You'll notice that both prompts beat the control prompt for both 4.1,  4.1-nano, and o4-mini. However, they both underperformed the control prompt for DeepSeek-R1 and Claude-Sonnet-4. These changes are noticeable, and only some seem to be statistically significant from visual inspection (I hope to run some stats to more precisely test these differences later). Also notably, the optimized prompt for GPT-4.1 outperformed all the other prompts on all models on the "All questions" category (though with insignificant margins at times).

  (data1, data2, data3, data4, data5)

Expected baseline score of bots from Q1:

As a quick sanity check, I benchmarked some of the bots we ran in the Q1 AI Benchmarking Tournament to double-check that I could get the same rankings with expected baseline score as we got in Q1. In Q1, we found that o1 beat DeepSeek-R1 and both beat GPT-4o. A quick run on the 112-question training set (the smaller set was chosen to reduce cost) found the same ordering (though with overlapping error bars). Also included in this test was Gemini 2.5 pro, which got similar scores to o1. I’m now curious to see if o1 and Gemini 2.5 pro score similarly at the end of our Q2 tournament.

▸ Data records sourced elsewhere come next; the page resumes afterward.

PR #22400, opened 2025-04-22
Explore places UI review fix

0xRe1nk0:


OsmAnd/src/net/osmand/plus/search/NearbyPlacesAdapter.kt
```diff
@@ -181,6 +187,26 @@ class NearbyPlacesAdapter(
 			}
 		}
 
+		private fun calculateMaxItemHeight(context: Context): Int {
```
Chumva, line 190: Is it correct to calculate maxHeight here? Can we fix it in xml?

PR #22402, opened 2025-04-22
[5.0] Hotfix ClickableWay for mtb:scale (add mtb:name)

RZR-UA:


RZR-UA:

PR #22406, opened 2025-04-22
[5.0] Hotfix try isClickableWay if isOsmRoute added nothing

RZR-UA:


RZR-UA:

PR #22435, opened 2025-04-25
[5.0] Hide useless "Others" category from Amenity card

RZR-UA:


RZR-UA:
https://github.com/osmandapp/OsmAnd-iOS/issues/4524

Issue #21742, opened 2025-01-16
area:highway=steps is not rendered


demonbox73:
### Describe the idea

@xmd5a2

area:highway=steps is not render
for example this object
https://www.openstreetmap.org/way/295356617

It's kindly possible to fix this issue?

Thanks.

### Expected behaviour

@xmd5a2

This object rendered:
https://www.openstreetmap.org/way/295356617

### Alternatives you've considered

@xmd5a2

None

demonbox73:
@xmd5a2 

Instead:

area:highway=track

is correctly rendered.

xmd5a2:
Fixed. Place to test: https://www.openstreetmap.org/way/497031850
Map to test: **Ukraine_kyiv-city_europe** (will be updated tomorrow)
Screenshot from synthetic test location:

![Image](https://github.com/user-attachments/assets/f6575ff8-c57a-4209-9665-9b312ae1a452)

Zirochkabila:
# Testing 1
`OsmAnd~ 5.0.0#4216m, Released: 2025-01-24`
`4.9.5.4950`
Fixed

dmpr0:
<table style="width:100%">
  <tr>
    <th>Android</th>
    <th>iOS</th>
  </tr>
  <tr>
    <td><img src="https://github.com/user-attachments/assets/c0155141-ff33-4d8a-8cbb-354820e74c3c"  width="300" height="auto"/> </td>
    <td><img src="https://github.com/user-attachments/assets/359e4ef6-6798-45ba-92af-c17ff39304f5"  width="300" height="auto"/> </td>
  </tr>
</table>   

* Example https://www.openstreetmap.org/way/1062633805#map=19/45.137592/8.448540

- [ ] Different set of fields, Name on iOS?
- [ ] Strings is missinng?

xmd5a2:
Looks like translation is fixed
![Image](https://github.com/user-attachments/assets/a9b5f36a-1e3f-4765-bafc-046584746bce)

xmd5a2:
`area:highway=steps` was fixed for POI. Now is is converted to already existing poi_type "highway_steps" so translations should be fixed.
Place to test: https://www.openstreetmap.org/way/497031850. Map *Ukraine_kyiv-city_europe* will be updated today.

Zirochkabila:
# Testing 2


1. Data in the POI is different

<details><summary>Different data</summary>
<table style="width:100%">
  <tr>
[...]

PR #22473, opened 2025-04-29
[5.0] Hide internal and/or non-translatable Amenity tags

RZR-UA:


RZR-UA:
https://github.com/osmandapp/OsmAnd/issues/21742#issuecomment-2634483599

PR #22482, opened 2025-04-30
[5.0] Actualize image urls/width, add OsmAnd-shared MD5

RZR-UA:


RZR-UA:
https://github.com/osmandapp/OsmAnd-Issues/issues/2960

PR #22518, opened 2025-05-06
fix lost intervals on toggle showOnMap, get/set correct split interva…

0xRe1nk0:
…l in SplitSegmentDialogFragment


OsmAnd/src/net/osmand/plus/myplaces/tracks/dialogs/SplitSegmentDialogFragment.java
```diff
@@ -244,6 +288,7 @@ public void trackSplittingFinished(boolean success) {
 					selectedGpxFile.setSplitGroups(groups, app);
 				}
 				updateContent();
+				app.getGpxDisplayHelper().removeSplitTrackTask(selectedGpxFile);
```
Chumva, line 291: Better move this removal to backend, UI could forget to use it, which will lead to new issues

PR #22530, opened 2025-05-07
[master] Optimize HH clearVisited (15x speedup for recalc)

RZR-UA:


RZR-UA:
https://github.com/osmandapp/OsmAnd-core-legacy/pull/270

PR #22531, opened 2025-05-07
Changed default sorting for root, rec and import folders

Corwin-Kh:


OsmAnd/src/net/osmand/plus/settings/enums/TracksSortMode.java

Note, though, that these evaluations only use binary questions. The AI Benchmark Tournament uses numeric and multiple-choice as well (data)

 

Misc Findings:

Best prompts for GPT 4.1 and Control Prompt:

The best prompts for GPT-4.1 are somewhat lengthy, though quite interesting, so please check out the prompts here. They focus a lot on red/blue teaming.

The Control Prompt is:


You are a professional forecaster interviewing for a job.

Your interview question is:

{question_text}

Question background:

{background_info}

This question's outcome will be determined by the specific criteria below. These criteria have not yet been satisfied:

{resolution_criteria}

{fine_print}

Your research assistant says:

{research}

Today is {today}.

Before answering you write:

(a) The time left until the outcome to the question is known.

(b) The status quo outcome if nothing changed.

(c) A brief description of a scenario that results in a No outcome.

(d) A brief description of a scenario that results in a Yes outcome.

You write your rationale remembering that good forecasters put extra weight on the status quo outcome since the world changes slowly most of the time.

The last thing you write is your final answer as: "Probability: ZZ%", 0-100


Code and Data:

All results can be found here. Specific files are linked above. The most up-to-date code can be found in the forecasting-tools Python package, though this is a snapshot of the optimization script for the last commit that was used to generate the current results, and here is the script for evaluating the test set (the relevant package version is 0.2.41). All prompts can be found in the benchmark files, which are a list of BenchmarkForBot objects. After loading, you can access the prompt via `benchmark.forecast_bot_config["prompt"]`. Benchmarks can be easily viewed/navigated with the benchmark_displayer.py streamlit app in the forecasting-tools package (see package README).